Activity =
Return only the stretch of the material below that begins with the line containing "and never at" and ends with the line containing "It shares no", exactly; both of those lines belong to it.

Content starts

Issue #388, opened 2026-09-06
rsc: decide whether a wrapped hook is client-only, instead of reporting that uf cannot


ubugeeei:
`uf build` and `uf dev` now say when they cannot answer: a called `use[A-Z]…`
that is not on `CLIENT_ONLY_APIS`, in a module the server runs, is reported as
`rsc/unclassified-hook-in-server` at severity `warn` — the first warning
`uf_rsc` has ever emitted, and deliberately not an error, because "uf does not
know" is not a contract violation. On uf's own documentation site that is four
call sites, three of them `useRoute()` and one `useTheme()`, which is #348's
worked example turned into output.

That closes the *silence*. It does not close the question, and this is the
issue for the question.

## What deciding it actually takes

Two halves, because a hook comes from two places, and only one of them is in
the module graph.

### 1. Hooks the project wrote — a fixpoint over the export graph

An exported function is a client hook when its body reaches a client-only API,
directly or through another export. `RscGraph` has the import edges and
`scan_exports` has the exported names; the two facts that are missing are both
per-module and both scannable without a parser:

* **which body a use site is in.** `ClientApiUse` records a line and column and
  no owner, so `useEffect` at 38:3 cannot be attributed to `useTheme`. The
  lexer already has `matching_open`/`matching_close`, so a declaration's body
  is the span from its `{` to that brace's match — enough to say which export
  contains a use site, and enough to be wrong only about code that redefines a
  binding mid-body.
* **which local name an import binds.** `ImportSpecifier` keeps the specifier
  string and drops the bindings, so `import { useRoute } from "…"` cannot be
  connected to the `useRoute()` two lines down. `imports_from_tokens` walks the
  clause already; keeping `{ imported, local }` pairs is a field, not a pass.

With those, classification is a monotone fixpoint over a finite set — mark an
export client-only when its body reaches a client-only API or calls a
client-only export, iterate until nothing changes — so it terminates and its
result does not depend on module order.

What stays unclassified, and must keep being reported rather than assumed
clean: `export *` re-exports, a hook reached through a computed property, and a
hook passed as a value and called somewhere else.

### 2. Hooks a package exports — the graph cannot see them at all

`analyze_project` skips `node_modules` (`IGNORED_DIRECTORIES`), and
`resolve_specifier` calls a bare specifier external. So `useRoute` from
`@uniflowed/router` — the exact example #348 leads with — has **no body in the
graph**, and the fixpoint above will never classify it. This is the half that
[...]

Issue #307, opened 2026-09-06
vite: every React Compiler diagnostic in a build says `a function` and names no file


ubugeeei:
A build of an application that uses `@uniflowed/form` prints this, twenty-odd times:

```
! [plugin uf:flow] a function: This value cannot be modified
! [plugin uf:flow] a function: Cannot access refs during render
! [plugin uf:flow] a function: [InferMutationAliasingEffects] Expected value kind to be initialized
```

No file, no line, no column, and no function name. There is nothing in the message a reader can act on, and nothing that says whether the code at fault is theirs.

## Reproduction

```sh
uf create app react repro
cd repro
```

Add one client component:

```js
"use client";
// @flow
import { useForm } from "@uniflowed/form";

export component Form() {
  const { register } = useForm({ defaultValues: { email: "" } });
  return <input {...register("email")} />;
}
```

render it from `app/_uf.page.js`, and build:

```
$ uf build 2>&1 | grep -c "plugin uf:flow"
2
$ uf build 2>&1 | grep "plugin uf:flow" | sort | uniq -c
   2 ! [plugin uf:flow] a function: [InferMutationAliasingEffects] Expected value kind to be initialized
```

A fuller app — the tutorial application being written for #304, which uses `@uniflowed/form`, `@uniflowed/state` and `@uniflowed/ui` — prints 40 of them, all "a function", across two Vite passes (client and server), which is also why every one appears twice.

## Where it comes from

`packages/vite/index.js:197-199`:

```js
for (const diagnostic of out.diagnostics) {
  this.warn?.(`${diagnostic.function ?? "a function"}: ${diagnostic.message}`);
}
```

The transform hook knows `id`; the warning does not carry it. Rollup's own `this.warn` normally attaches the module id when it is given a position, and a bare string gets neither. `diagnostic.function` being absent for every one of these suggests the React Compiler is reporting on an anonymous inner function, so the fallback string is doing all the work.

## What "good" would look like

* The module the diagnostic belongs to, in the message — a reader who cannot tell their own module from a dependency's cannot tell whether to act.
* A line and column where the compiler gives one, passed as `this.warn({ message, id, loc })` so Vite formats it like every other build warning.
* One report per diagnostic rather than one per Vite pass, or a note saying which pass it was.
[...]

PR #611, opened 2026-09-07
fix(transform, vite): a React Compiler finding that names its function and points at itself

### LINKED ISSUE #371: transform: `CompilerDiagnostic.function` can never be set, so no React Compiler finding can name a function
`crates/uf_transform/src/compiler.rs` reads a finding's function name out of the logger event:

```rust
let function = event
    .get("fnName")
    .and_then(Value::as_str)
    .map(str::to_owned);
```

No event that becomes a diagnostic has that field. `LoggerEvent` in `upstream/react/compiler/crates/react_compiler/src/entrypoint/compile_result.rs` declares `fnName` on exactly one variant, `CompileSuccess` — and `diagnostic()` returns `None` for `CompileSuccess`. `CompileError`, `CompileErrorWithLoc`, `CompileSkip`, `CompileUnexpectedThrow` and `PipelineError` carry `fnLoc` and no name at all.

So `CompilerDiagnostic.function` is `null` for every diagnostic uf will ever emit, structurally rather than by accident. It is not that the compiler happens to be reporting on anonymous inner functions, which is what ubugeeei-prod/uf#307 guessed from the outside; the name is simply not in the data.

That mattered more before #307: `packages/vite/index.js` printed `${diagnostic.function ?? "a function"}` and the fallback was doing all of the work, always. The Vite plugin now leads with the module and the position, so nothing is unreadable — but the field is a promise the type makes and the code cannot keep, and every host that reads it is reading a constant.

Two ways out, and they are not the same:

* Drop the field. Honest, and one less thing for a host to check. It also gives up on ever naming the function.
* Derive it. `fnLoc.start` is the position of the declaration, and `uf transform` already has the source it compiled. The identifier after `function`/`component`/`hook` at that position, or the name a `const X = () =>` binds, is the name a reader would use — and `app/Form.js:12:2: Cannot access refs during render (in Form)` is a better line than the same one without the parenthesis. It is a small amount of work over source text uf already holds.

The second is the one worth doing; the first is what the code is doing today without saying so.

Found while fixing #307.

### LINKED ISSUE #372: transform: `&& false` disables half of the diagnostic filter, and the half it disables is the interesting one
`crates/uf_transform/src/compiler.rs`:

```rust
fn diagnostic(event: &Value) -> Option<CompilerDiagnostic> {
    let kind = event.get("kind")?.as_str()?;
    if kind == "CompileSuccess" || kind == "PipelineError" && false {
        return None;
    }
```

`&&` binds tighter than `||`, so this reads `kind == "CompileSuccess" || (kind == "PipelineError" && false)` — the second clause is a constant `false` and the condition is `kind == "CompileSuccess"` with a decoration. `PipelineError` is reported like every other event.

Whoever wrote it meant to suppress `PipelineError` and then decided not to, or meant to try suppressing it and left the experiment in. Either way the source says something the compiler does not: a reader has to work out the precedence to learn that the line does nothing, and a `clippy::nonminimal_bool`-shaped lint does not fire on it because the comparison is not itself redundant.

What to do turns on a question the code does not answer, which is why this is an issue and not a patch: is a `PipelineError` — the compiler's own internal failure, carrying a `data` string rather than a user-facing reason — something an application author should be shown? If it is, delete the dead clause. If it is not, delete the `&& false` and let the filter do what it was written to do. Guessing is how the line got here.

Found while fixing ubugeeei-prod/uf#307, which touches the same function's output but not this.

ubugeeei:
A React Compiler finding used to arrive as `a function: This value cannot be
modified`. It now arrives as
`packages/hooks/dom.js:195:7: This value cannot be modified (in useLongPress)`.

What stood between those two lines was three reads of fields the compiler does
not put on these events — `fnName` for the name, `detail.reason` for the
message on the two kinds that carry `data`, and `detail.loc` for the position —
plus one clause that could not fire. #371 and #372 name the first and the last.
The `detail.loc` one is not in either issue; it only surfaced when the fixed
diagnostics were run over this repository's own packages, which is also where
the numbers below come from.

Closes #371
Closes #372

## The name (#371)

`CompilerDiagnostic.function` read `event["fnName"]`. `LoggerEvent` declares
`fnName` on exactly one variant — `CompileSuccess` — and `diagnostic()` returns
`None` for `CompileSuccess`. So `function` was `null` for every finding uf has
ever emitted, structurally rather than by accident, and `@uniflowed/vite`'s
`?? "a function"` fallback was doing all of the work every single time. #307
saw the fallback and inferred the compiler was reporting on anonymous inner
functions; it was not.

#371 offered two ways out — drop the field, or derive it from `fnLoc.start` and
the source. This takes the second, but off the tree rather than the text:
`fnLoc` is the function node's own `loc`, copied out of the AST uf handed in, so
indexing that tree by start position recovers the name with nothing to re-scan
and no guess about which declaration a position falls inside.

The naming rules are the compiler's own, so that a finding and a success about
the same function agree. Checked against `find_functions_to_compile` in
`react_compiler`:

* a `FunctionDeclaration` is its `id` (`fn_info_from_decl`);
* an arrow or function expression takes the name of the `const` it is the
  initialiser of, and only when the init is directly a function or a call
  (`enter_variable_declarator`);
* that name is carried through `memo` and `forwardRef`, bare or on `React`, and
  through no other callee (`get_callee_name_if_react_api`), so
  `const A = memo(() => …)` is `A` and `const A = wrap(() => …)` is anonymous;
* a function expression's own `id` is ignored exactly as the compiler ignores
  it, so `const A = function B() {}` is `A` — the binding the call site uses.

Anonymous stays anonymous. A name uf invented would send a reader looking for
text that is not in their file.

## The `&& false` (#372)

```rust
if kind == "CompileSuccess" || kind == "PipelineError" && false {
```

`&&` binds tighter than `||`, so the second clause was a constant and
`PipelineError` was already being reported. #372 asks which behaviour was meant
rather than which line to delete, so: **reporting stays, the dead clause goes.**

A `PipelineError` is the compiler failing on a function rather than the function
being wrong, and the author cannot fix the compiler — but the consequence is
theirs, because the function is left exactly as written and never memoised.
That is precisely what this module's `panicThreshold: "none"` promises will be
reported and not swallowed, and hiding the only event that says so would let a
`component` opt out of compilation with nothing in any log. `CompileSkip` and
`CompileUnexpectedThrow` are the same shape and are already reported; holding
back one of the three has no principle behind it. The noise a suppression would
have controlled is controlled where it belongs — the Vite plugin already holds
back a dependency's findings and counts them in one line.

What the objection was actually about is the message, and that is fixed here:
`PipelineError` and `CompileUnexpectedThrow` carry their text in `data`, not in
a `detail.reason`, so reading only the latter left both reporting the bare word
`PipelineError`.

## What the sweep found

Running the fixed diagnostics over `packages/`, `examples/`, `docs/` and
`tests/` — 355 modules, 173 findings:

**Every finding is named.** 74 distinct functions, zero anonymous. All 173 used
to print `a function`.

**Zero `PipelineError`.** Also zero `CompileSkip` and zero
`CompileUnexpectedThrow` — all 173 are `CompileError`. So #372's decision
changes nothing about what this repository reports; it matters for user code,
and the message fix is what matters here.

**A third field that is not there.** A finding's position came from `fnLoc`,
falling back to `detail.loc` — and this compiler never populates `detail.loc`
(`CompilerErrorDetailInfo::loc` is `skip_serializing_if` and is `None` on every
event uf has seen). The position is one level further down, on the
`detail.details` items. So the fallback written to make a finding precise was
the same kind of dead read as the `&& false`, and every finding reported the
line its `component` or `hook` keyword is on.

That was not cosmetic. `reportDiagnostics` de-duplicates on kind, position and
message, so findings that differed only in position were indistinguishable and
collapsed: **173 findings printed as 119 lines.** The 54 that vanished were not
repeats. `DatePickerInput` alone lost four:

| before | after |
| --- | --- |
| `date-picker.js:254:8: Cannot access refs during render` | `date-picker.js:256:34` — ref passed to a function |
| *(collapsed)* | `date-picker.js:262:31` |
| *(collapsed)* | `date-picker.js:265:33` |
| *(collapsed)* | `date-picker.js:268:34` |
| *(collapsed)* | `date-picker.js:277:24` — `.current` read in a ref callback |

Findings now point at the expression the compiler objected to, and name the
function around it, so the two halves of the line say different things. With
precise positions there are no duplicates left in this repository at all — the
comment claiming the compiler "reports it once per pass that noticed it, three
times for one `ref`" was reading this artefact, and is corrected rather than the
de-duplication removed (it still guards a genuine repeat of one site).

## Nothing in `packages/` is a bug

101 of the 173 are in `packages/`, and none of them is a defect to fix:

* **78 "This value cannot be modified" / 17 "Cannot access refs during render"** —
  refs written from event handlers, effects and ref callbacks, and refs carried
  through `composeRefs`/`composeHandlers`/`withoutComposed`, which the compiler
  cannot see through. `useLongPress` already carries the comment saying so
  ("Written and read only from event handlers and the effect's cleanup, never
  during a render"), and `useStableCallback` is React's own `useEvent` RFC
  shape, which is not memoisable by construction.
* **61 "Cannot reassign variables declared outside"** — every one in
  `tests/library/*.test.js`, where a test component assigns to a module-scope
  `let` so the assertion can read it. A test idiom, not shipped code.

These are the compiler declining to memoise deliberate escape hatches. It leaves
them as written and reports them, which is what this module is for, so nothing
is suppressed and no source line is annotated to quiet a build.

## Two implementations, reconciled

This branch grew two answers to #371 in parallel, and `4046a0a` merges them into
one. Both read the name off `fnLoc`, because that is all a finding carries; they
differ in what they read it out of.

The first, `declared_name`, scanned the source text forward from the position
and matched `function`/`component`/`hook`/`const` at it. That is right for a
declaration and cannot work for an arrow: `fnLoc` on an
`ArrowFunctionExpression` is the arrow's own `loc`, so it points at the `(` of
`() => {}` and never at the `const` to its left. `const Card = () => …` and
`const Card = memo(() => …)` — the shape #371's second bullet asks for by name —
came back anonymous. Its unit tests passed because they call the helper with the
declaration's position, which the pipeline does not produce for an arrow.

The AST index kept here gets the same answers for declarations, gets the arrow
and the `memo`/`forwardRef` wrapper as well, and is checked against the
compiler's own `find_functions_to_compile`. Both sides reached the same
conclusion on #372 and both fixed the `data`-carried message, so that half
merged without argument. The earlier commit is preserved in the history.

## Not included: #388

#388 wants `uf_rsc` to decide whether a wrapped hook is client-only, which needs
a fixpoint over the export graph plus a `client_only` set in
`crates/uf_lib/src/registry.rs`. It shares no file with this change — `uf_rsc`
does not reference `uf_transform` at all — and #388 says itself that the React
Compiler route answers a different question and "would not have caught
`useRoute`". Left open.

## Tests

Seven new tests in `compiler.rs`, checked to fail against the code they
describe and pass after it: declaration / `hook` / arrow / `memo`-vs-other-call
naming, `data`-carried messages on both kinds that use them,
only-a-success-is-held-back, and the expression-not-declaration position with
its no-located-item fallback.

One existing test changed. `a_react_compiler_finding_names_its_file_and_line`
in `crates/uf_cli/tests/vite_styles.rs` asserted `mine.len() == 1` for a fixture
whose component touches `box.current` three times — an assignment, the read on
the right of it, and a read in the JSX. That one line was the collapse, not the
truth, so the test now asserts what its name and its message always meant:
three accesses give three positions, each names `Home`, and no position repeats
across the two Vite passes. Strictly more than it checked before.


ubugeeei:
This pull request grew a second implementation of #371 in parallel with `01abc06`, and `4046a0a` merges the two rather than replacing one branch with the other — the original commit is still in the history, and the push was a fast-forward.

**What changed, and why.** `declared_name` scanned the source text forward from the finding's position for `function`/`component`/`hook`/`const`. That is correct for a declaration. It cannot reach an arrow, because `fnLoc` on an `ArrowFunctionExpression` is the arrow's own `loc` — it points at the `(` of `() => {}`, never at the `const` to its left — so `const Card = () => …` and `const Card = memo(() => …)` came back anonymous. Those are the shape #371's second bullet asks for by name. The helper's unit tests pass because they call it with the declaration's position, which the pipeline does not produce for an arrow.

Indexing the Babel AST by each function's start position gets the same answers for declarations, gets the arrow and the `memo`/`forwardRef` wrapper too, and is checked line by line against the compiler's own `find_functions_to_compile`, so a finding and a `CompileSuccess` about one function agree on its name.

**What was kept.** Both sides reached the same conclusion on #372 — report `PipelineError`, delete the dead clause — and both found that `PipelineError` and `CompileUnexpectedThrow` carry their text in `data`. That half merged without argument.

**What is new on top.** Running the fixed diagnostics over this repository's own packages found a third read of a field the compiler does not populate: a finding's position fell back to `detail.loc`, which is always absent, so every finding reported the line its `component` or `hook` keyword is on. The plugin de-duplicates on kind, position and message, so that collapsed 173 findings into 119 lines — and the 54 it dropped were distinct sites, five of them different reads of a ref in `DatePickerInput`. The body has the numbers.

Happy to split the position fix into its own pull request if that reads better.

Content ends

Your response =
`() => {}` and never at the `const` to its left. `const Card = () => …` and
`const Card = memo(() => …)` — the shape #371's second bullet asks for by name —
came back anonymous. Its unit tests passed because they call the helper with the
declaration's position, which the pipeline does not produce for an arrow.

The AST index kept here gets the same answers for declarations, gets the arrow
and the `memo`/`forwardRef` wrapper as well, and is checked against the
compiler's own `find_functions_to_compile`. Both sides reached the same
conclusion on #372 and both fixed the `data`-carried message, so that half
merged without argument. The earlier commit is preserved in the history.

## Not included: #388

#388 wants `uf_rsc` to decide whether a wrapped hook is client-only, which needs
a fixpoint over the export graph plus a `client_only` set in
`crates/uf_lib/src/registry.rs`. It shares no file with this change — `uf_rsc`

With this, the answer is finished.